Notes on Lecture: Under the Hood Hybrid Tables
Introduction
Presenters:
- Christian: Engineer at Snowflake
- Responsible for architecture of Unistore and FDB
- David: Senior Engineer in Performance at Snowflake's Berlin office
Purpose:
- Discuss the architecture and construction of Unistore hybrid tables
- Explain the business case for Unistore
The Business Case for Unistore
Problems with Traditional Databases:
- Split brain problem: separation of OLTP and OLAP engines
- Issues: Security, data transfer costs, latency, governance
Unistore's Solution:
- Create a single store for both OLTP and OLAP workloads
Snowflake Architecture Overview
- Three-layer architecture: Cloud services, query processing, and storage tiers
- Cloud services: Orchestrates the database, metadata manager
- Query processing: Executes queries
- Storage: Manages data artifacts
Unistore Hybrid Tables
- Difference from traditional Snowflake tables: Hardware use
- Traditional tables use blob storage
- Unistore hybrid tables use direct-attached storage for low latency
Hardware Considerations
- Blob storage: High latency, suitable for large scans
- Direct-attached storage: Low latency, crucial for OLTP workloads
FoundationDB (FDB) in Hybrid Tables
- FDB as the bottom layer in hybrid table stack
- Open-source cluster-hosted key-value store
- Reliable (used by tier 1 data companies and internally at Snowflake)
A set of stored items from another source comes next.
PR #896, opened 2019-10-29
ICU-20705 Add udtitvfmt_formatCalendarToResult

FrankYFTang:
##### Checklist

- [X] Issue filed: https://unicode-org.atlassian.net/browse/ICU-20705
- [X] Issue accepted
- [X] Tests included

### DIFF
--- a/icu4c/source/i18n/udateintervalformat.cpp
+++ b/icu4c/source/i18n/udateintervalformat.cpp
@@ -128,8 +128,27 @@ udtitvfmt_formatToResult(
     }
     auto* resultImpl = UFormattedDateIntervalApiHelper::validate(result, *status);
     DateInterval interval = DateInterval(fromDate,toDate);
-    resultImpl->fImpl = reinterpret_cast<const DateIntervalFormat*>(formatter)
-        ->formatToValue(interval, *status);
+    if (resultImpl != nullptr) {
+        resultImpl->fImpl = reinterpret_cast<const DateIntervalFormat*>(formatter)
+            ->formatToValue(interval, *status);
+    }
+}
+
+U_DRAFT void U_EXPORT2
+udtitvfmt_formatCalendarToResult(
+                const UDateIntervalFormat* formatter,
+                UCalendar*      fromCalendar,
+                UCalendar*      toCalendar,
+                UFormattedDateInterval* result,
+                UErrorCode*     status) {
+    if (U_FAILURE(*status)) {
+        return;
+    }
+    auto* resultImpl = UFormattedDateIntervalApiHelper::validate(result, *status);
+    if (resultImpl != nullptr) {
+        resultImpl->fImpl = reinterpret_cast<const DateIntervalFormat*>(formatter)
+            ->formatToValue(*(Calendar *)fromCalendar, *(Calendar *)toCalendar, *status);
+    }
 }
 
 
--- a/icu4c/source/test/cintltst/cdateintervalformattest.c
+++ b/icu4c/source/test/cintltst/cdateintervalformattest.c
@@ -21,6 +21,7 @@
 static void TestDateIntervalFormat(void);
 static void TestFPos_SkelWithSeconds(void);
 static void TestFormatToResult(void);
+static void TestFormatCalendarToResult(void);
 
 void addDateIntervalFormatTest(TestNode** root);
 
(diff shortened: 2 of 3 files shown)


icu4c/source/i18n/udateintervalformat.cpp
```diff
@@ -132,5 +132,20 @@ udtitvfmt_formatToResult(
...
+                const UDateIntervalFormat* formatter,
+                UFormattedDateInterval* result,
+                UCalendar*      fromCalendar,
+                UCalendar*      toCalendar,
+                UErrorCode*     status) {
+    if (U_FAILURE(*status)) {
+        return;
+    }
+    auto* resultImpl = UFormattedDateIntervalApiHelper::validate(result, *status);
+    resultImpl->fImpl = reinterpret_cast<const DateIntervalFormat*>(formatter)
```
jefgen: Just a suggestion/comment:
It looks like the `validate` method can return `nullptr` and set status to `U_INVALID_FORMAT_ERROR` in some cases. Given this I wonder if maybe the code should check the status before de-referencing the `resultImpl` to prevent a crash or seg-fault.
(I noticed that the method above doesn't do this, but perhaps that's another bug/ticket).

FrankYFTang: DONE. I check the nullptr of resultImpl

icu4c/source/i18n/udateintervalformat.cpp
```diff
@@ -128,8 +128,27 @@ udtitvfmt_formatToResult(
...
+                UCalendar*      toCalendar,
+                UFormattedDateInterval* result,
+                UErrorCode*     status) {
+    if (U_FAILURE(*status)) {
+        return;
+    }
+    auto* resultImpl = UFormattedDateIntervalApiHelper::validate(result, *status);
+    if (resultImpl != nullptr) {
+        resultImpl->fImpl = reinterpret_cast<const DateIntervalFormat*>(formatter)
+            ->formatToValue(*(Calendar *)fromCalendar, *(Calendar *)toCalendar, *status);
```
sffc: Although unpleasant, this is consistent with the pattern used for UCalendar in ucal.cpp (C-style cast, no type check or null check)

icu4c/source/test/cintltst/cdateintervalformattest.c
```diff
@@ -380,4 +382,75 @@ static void TestFormatToResult() {
...
+            {UFIELD_CATEGORY_DATE, UDAT_MINUTE_FIELD, 45, 47}};
+        checkMixedFormattedValue(
+            message,
+            udtitvfmt_resultAsValue(fdi, &ec),
+            expectedString,
+            expectedFieldPositions,
+            UPRV_LENGTHOF(expectedFieldPositions));
+    }
+    {
+        const char* message = "Field position test 1";
```
sffc: Give the tests different messages

icu4c/source/test/cintltst/cdateintervalformattest.c
```diff
@@ -380,4 +382,75 @@ static void TestFormatToResult() {
     udtitvfmt_closeResult(fdi);
 }
 
+static void TestFormatCalendarToResult() {
```
sffc: Can you write a test where the calendar in the locale is different from the calendar in the UCalendar objects, which is the main point of adding this new API?

icu4c/source/i18n/udateintervalformat.cpp
FrankYFTang: > Although unpleasant, this is consistent with the pattern used for UCalendar in ucal.cpp (C-style cast, no type check or null check)

Notice this is different from ucal.cpp. In ucal.cpp, it is the direct use of the passing parameter after casting. But in here, the pointer is not directly passing in from the coder, but return from the validate function. There are no guarantee that while the input parameter is not null the validate will always return not null.

sffc: The use of `result` is guarded, but `fromCalendar` and `toCalendar` are not guarded.  But again, that's consistent with ucal.cpp, so no action required, but if you wanted to be extra safe you could do a null or branding check.

icu4c/source/test/cintltst/cdateintervalformattest.c
```diff
@@ -422,7 +426,7 @@ static void TestFormatCalendarToResult() {
             UPRV_LENGTHOF(expectedFieldPositions));
     }
     {
-        const char* message = "Field position test 1";
+        const char* message = "Field position test 2";
```
sffc: Make this one 3 and the next one 4

FrankYFTang: why?

sffc: Nevermind, I saw another change but that was in the previous function.

sffc:
Proposal was approved.  LGTM please squash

- Availability due to multiple replicas across Availability Zones (AZs)
Enhancements and Properties of FDB
- Performance improvements
- Fast recovery and online updates
- Key-value store with microtransactions
Key Improvements for Hybrid Tables
Multi-tenancy
- Sandboxing to enforce usage quotas per tenant
- Prevents data leakage and over-utilization
Continuous Backup and Historical Queries
- Continuous backup to blob storage
- Enables clone databases and point-in-time queries
- Adaptive querying for different data requirements
Native Bulk Load
- Efficiently handles large input operations
- Uses the same logic as backup and restore
Control Plane Enhancements
- Elasticity in scaling clusters
- Rolling out updates without downtime
Quality of Service Improvements
- Reducing variance between best and worst client interactions
- Example: Transaction commit times
Optimizing Other Layers
Cloud Services Layer (Brain of Snowflake)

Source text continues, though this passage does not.